335 The benefit of ``applyFirst`` is that, for some problems, it allows the user to
336 more concisely formulate later rules in the list, since their patterns need not
337 explicitly exclude the earlier patterns of the list. For example, consider a set
338 of rules that rewrite compound statements, where one rule handles the case of an
339 empty compound statement and the other handles non-empty compound statements.
340 With ``applyFirst``, these rules can be expressed compactly as:
345 makeRule(compoundStmt(statementCountIs(0)).bind("empty"), ...),
346 makeRule(compoundStmt().bind("non-empty"),...)
349 The second rule does not need to explicitly specify that the compound statement
350 is non-empty -- it follows from the rules position in ``applyFirst``. For more
351 complicated examples, this can lead to substantially more readable code.
353 Sometimes, a modification to the code might require the inclusion of a
354 particular header file. To this end, users can modify rules to specify include
355 directives with ``addInclude``.
357 For additional documentation on these functions, see the header file
358 `clang/Tooling/Transformer/RewriteRule.h <https://github.com/llvm/llvm-project/blob/main/clang/include/clang/Tooling/Transformer/RewriteRule.h>`_.
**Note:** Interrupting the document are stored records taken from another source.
PR #933, opened 2019-04-19
[Temporary] Opencage enrichment

benjben:
This PR is temporary and is created so that Toni can develop integration tests for OpenCage enrichment with the associated JSON schemas.


chuwy:
Moved it to R108 as R105 has been released already and I'm working on R106 atm.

360 Using a RewriteRule as a clang-tidy check
361 -----------------------------------------
363 Transformer supports executing a rewrite rule as a
364 `clang-tidy <https://clang.llvm.org/extra/clang-tidy/>`_ check, with the class
365 ``clang::tidy::utils::TransformerClangTidyCheck``. It is designed to require
366 minimal code in the definition. For example, given a rule
367 ``MyCheckAsRewriteRule``, one can define a tidy check as follows:
371 class MyCheck : public TransformerClangTidyCheck {
373 MyCheck(StringRef Name, ClangTidyContext *Context)
374 : TransformerClangTidyCheck(MyCheckAsRewriteRule, Name, Context) {}
377 ``TransformerClangTidyCheck`` implements the virtual ``registerMatchers`` and
378 ``check`` methods based on your rule specification, so you don't need to implement
379 them yourself. If the rule needs to be configured based on the language options
380 and/or the clang-tidy configuration, it can be expressed as a function taking
381 these as parameters and (optionally) returning a ``RewriteRule``. This would be
382 useful, for example, for our method-renaming rule, which is parameterized by the
383 original name and the target. For details, see
384 `clang-tools-extra/clang-tidy/utils/TransformerClangTidyCheck.h <https://github.com/llvm/llvm-project/blob/main/clang-tools-extra/clang-tidy/utils/TransformerClangTidyCheck.h>`_
389 A good place to start understanding the clang AST and its matchers is with the
390 introductions on clang's site:
392 * :doc:`Introduction to the Clang AST <IntroductionToTheClangAST>`
393 * :doc:`Matching the Clang AST <LibASTMatchers>`
394 * `AST Matcher Reference <https://clang.llvm.org/docs/LibASTMatchersReference.html>`_
396 .. rubric:: Footnotes
398 .. [#f1] Technically, it binds it to the string "str", to which our
399 variable ``s`` is bound. But, the choice of that id string is
400 irrelevant, so elide the difference.